Directions
Write the entries out exactly, with the final line being the one containing "solution you'd like**".

Dataset entries:
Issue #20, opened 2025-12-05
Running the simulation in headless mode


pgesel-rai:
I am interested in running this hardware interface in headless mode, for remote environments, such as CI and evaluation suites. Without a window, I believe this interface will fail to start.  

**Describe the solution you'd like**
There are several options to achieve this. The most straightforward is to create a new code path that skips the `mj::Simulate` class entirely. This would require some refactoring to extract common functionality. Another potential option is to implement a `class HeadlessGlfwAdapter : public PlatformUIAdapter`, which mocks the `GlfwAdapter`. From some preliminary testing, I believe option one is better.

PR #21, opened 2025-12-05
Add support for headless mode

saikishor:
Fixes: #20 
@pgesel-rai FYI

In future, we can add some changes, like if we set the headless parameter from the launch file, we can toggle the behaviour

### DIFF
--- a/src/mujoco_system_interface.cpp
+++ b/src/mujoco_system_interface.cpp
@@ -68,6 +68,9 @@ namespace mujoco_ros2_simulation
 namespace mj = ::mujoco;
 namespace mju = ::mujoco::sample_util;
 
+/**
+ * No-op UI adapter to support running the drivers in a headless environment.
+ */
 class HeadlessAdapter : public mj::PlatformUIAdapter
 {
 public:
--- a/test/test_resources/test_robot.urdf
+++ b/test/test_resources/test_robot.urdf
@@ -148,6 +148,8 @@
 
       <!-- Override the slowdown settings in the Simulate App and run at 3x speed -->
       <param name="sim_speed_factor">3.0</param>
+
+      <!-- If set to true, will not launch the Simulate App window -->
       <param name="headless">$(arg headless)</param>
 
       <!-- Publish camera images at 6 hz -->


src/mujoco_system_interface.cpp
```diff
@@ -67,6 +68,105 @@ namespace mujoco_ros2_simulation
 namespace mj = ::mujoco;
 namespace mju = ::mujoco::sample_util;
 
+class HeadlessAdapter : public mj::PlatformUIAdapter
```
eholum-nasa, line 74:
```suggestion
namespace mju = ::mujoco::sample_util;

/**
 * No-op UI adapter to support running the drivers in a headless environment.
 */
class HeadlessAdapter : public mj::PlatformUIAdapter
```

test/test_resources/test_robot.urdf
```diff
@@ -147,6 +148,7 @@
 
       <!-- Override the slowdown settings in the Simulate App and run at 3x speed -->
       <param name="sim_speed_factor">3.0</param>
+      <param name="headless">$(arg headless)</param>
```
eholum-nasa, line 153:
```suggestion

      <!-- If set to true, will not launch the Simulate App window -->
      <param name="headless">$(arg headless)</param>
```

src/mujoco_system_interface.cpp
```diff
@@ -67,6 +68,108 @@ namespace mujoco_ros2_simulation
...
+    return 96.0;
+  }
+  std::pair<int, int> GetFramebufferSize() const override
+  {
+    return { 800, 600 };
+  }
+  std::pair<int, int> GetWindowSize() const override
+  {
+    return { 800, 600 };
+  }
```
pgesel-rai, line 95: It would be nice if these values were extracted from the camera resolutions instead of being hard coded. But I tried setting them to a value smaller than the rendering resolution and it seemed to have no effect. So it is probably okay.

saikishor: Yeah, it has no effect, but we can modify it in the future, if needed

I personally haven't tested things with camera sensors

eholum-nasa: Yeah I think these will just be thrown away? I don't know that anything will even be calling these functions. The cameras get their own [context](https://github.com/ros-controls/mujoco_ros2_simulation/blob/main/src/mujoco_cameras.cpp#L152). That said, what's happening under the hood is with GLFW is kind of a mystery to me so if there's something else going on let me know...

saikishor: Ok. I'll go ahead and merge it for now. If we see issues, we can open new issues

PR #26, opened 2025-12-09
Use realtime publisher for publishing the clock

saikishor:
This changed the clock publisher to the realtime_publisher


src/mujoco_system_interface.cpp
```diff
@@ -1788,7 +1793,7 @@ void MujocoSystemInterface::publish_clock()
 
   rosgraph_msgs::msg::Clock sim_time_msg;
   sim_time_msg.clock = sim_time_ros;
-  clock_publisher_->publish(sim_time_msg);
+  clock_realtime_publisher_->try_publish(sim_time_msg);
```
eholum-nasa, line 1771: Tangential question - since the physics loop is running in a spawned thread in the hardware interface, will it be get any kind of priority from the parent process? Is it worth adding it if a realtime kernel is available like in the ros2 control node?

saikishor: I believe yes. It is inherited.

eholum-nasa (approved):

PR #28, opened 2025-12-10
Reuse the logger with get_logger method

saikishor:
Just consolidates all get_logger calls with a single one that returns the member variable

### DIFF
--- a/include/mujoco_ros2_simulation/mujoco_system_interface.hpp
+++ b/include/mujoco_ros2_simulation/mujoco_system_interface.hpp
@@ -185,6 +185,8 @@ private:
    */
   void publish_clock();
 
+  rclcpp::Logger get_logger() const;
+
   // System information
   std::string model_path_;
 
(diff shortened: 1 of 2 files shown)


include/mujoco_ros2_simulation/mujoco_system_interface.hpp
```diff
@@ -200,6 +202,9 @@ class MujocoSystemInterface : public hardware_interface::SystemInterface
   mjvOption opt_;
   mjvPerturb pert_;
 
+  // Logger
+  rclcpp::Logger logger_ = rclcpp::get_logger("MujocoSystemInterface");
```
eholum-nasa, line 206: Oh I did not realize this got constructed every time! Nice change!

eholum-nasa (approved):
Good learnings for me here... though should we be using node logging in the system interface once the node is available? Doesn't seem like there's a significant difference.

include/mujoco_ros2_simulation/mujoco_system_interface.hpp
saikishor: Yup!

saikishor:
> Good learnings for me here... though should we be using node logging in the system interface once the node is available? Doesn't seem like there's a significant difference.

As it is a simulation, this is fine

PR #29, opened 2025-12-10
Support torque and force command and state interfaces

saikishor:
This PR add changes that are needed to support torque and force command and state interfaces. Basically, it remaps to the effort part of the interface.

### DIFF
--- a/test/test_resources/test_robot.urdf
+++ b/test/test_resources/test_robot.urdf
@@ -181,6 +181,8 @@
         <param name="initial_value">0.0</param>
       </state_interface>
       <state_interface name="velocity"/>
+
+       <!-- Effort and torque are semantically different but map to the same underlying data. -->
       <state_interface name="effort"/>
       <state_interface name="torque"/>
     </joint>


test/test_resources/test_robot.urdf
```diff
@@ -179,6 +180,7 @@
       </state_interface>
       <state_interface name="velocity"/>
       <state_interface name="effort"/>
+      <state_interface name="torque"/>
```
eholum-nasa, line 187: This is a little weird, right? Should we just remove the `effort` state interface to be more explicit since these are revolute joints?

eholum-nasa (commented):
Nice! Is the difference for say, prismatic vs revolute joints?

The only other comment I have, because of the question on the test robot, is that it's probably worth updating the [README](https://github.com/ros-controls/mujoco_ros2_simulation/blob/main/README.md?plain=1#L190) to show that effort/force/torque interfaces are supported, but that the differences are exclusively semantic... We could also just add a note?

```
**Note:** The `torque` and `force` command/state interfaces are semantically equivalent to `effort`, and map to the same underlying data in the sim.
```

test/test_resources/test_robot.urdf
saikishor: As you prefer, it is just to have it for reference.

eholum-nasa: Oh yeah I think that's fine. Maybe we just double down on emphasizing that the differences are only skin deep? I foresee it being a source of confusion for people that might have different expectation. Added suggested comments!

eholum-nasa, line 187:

Task solution
Issue #20, opened 2025-12-05
Running the simulation in headless mode


pgesel-rai:
I am interested in running this hardware interface in headless mode, for remote environments, such as CI and evaluation suites. Without a window, I believe this interface will fail to start.  

**Describe the solution you'd like**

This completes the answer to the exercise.